Tutorial

We selected a GWAS literature* containing 32 variants associated with fatty acid composition to demonstrate the use of ISwine.

*:Zhang, Yifeng, et al. "Genetic correlation of fatty acid composition with growth, carcass, fat deposition and meat quality traits based on GWAS data in six pig populations." Meat science 150 (2019): 47-55.

  • 1. Prepare gene(s)/region(s) of interest

    Considering the possible distal regulation, we extended these variants to 2Mb.

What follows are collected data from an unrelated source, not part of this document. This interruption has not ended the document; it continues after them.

PR #7531, opened 2024-04-01
[GEOS-11349] MapML Use WMS Resource Consumption Limit to specify max image size

turingtestfail:
[GEOS-11349](https://osgeo-org.atlassian.net/browse/GEOS-11349) [Powered by Pull Request Badge](https://pullrequestbadge.com/?utm_medium=github&utm_source=geoserver&utm_campaign=badge_info)

…image size

  

# Checklist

  • 2. Search and Prioritizing

    • a. Batch search by regions.
    • b. Choose "Fatty Acid Composition" as the trait of interest.
    • c. Choose "subcutaneous adipose", "backfat" and "longissimus dorsi muscle" as the tissues potentially related to the trait.
    • d. Prioritizing.
    • e. Investigate potential functions of genes by annotation, expression, QTXs, etc., and label potential causal genes.
  • 3. Further investigation

    The most effective method of investigation is to consult the literature. We investigated the top 10 genes and found that 9 genes are related to fatty acid composition, including the three causal genes located in this literature.

    Sometimes we need more evidence, we can mine some information from the base database (Variation, expression, QTXs).

    a.Tissue specific expression

    We selected the top 5 genes to observe the expression level in different tissues and found that the three known causal genes have a very high expression level in fat, and one newly discovered gene (ENSSSCG00000010566) have a high expression level in fat, while another newly discovered gene (ENSSSCG00000029441) have very high expression in muscle, suggesting that the ENSSSCG00000010566 gene may be easier for downstream validation.

    b.Variations in different populations

    We observed the variations of SCD in high fat populations (Asian northern domestic breeds) and low fat populations (European commercial domestic breeds), and found that there are some variations with differences in the promoter region.

  • 4、Others

    ISwine provides all structured data, users can find the genotype of all individuals at any loci, as well as the expression of genes in any sample, so the users can perform the data analysis of interest based on these data.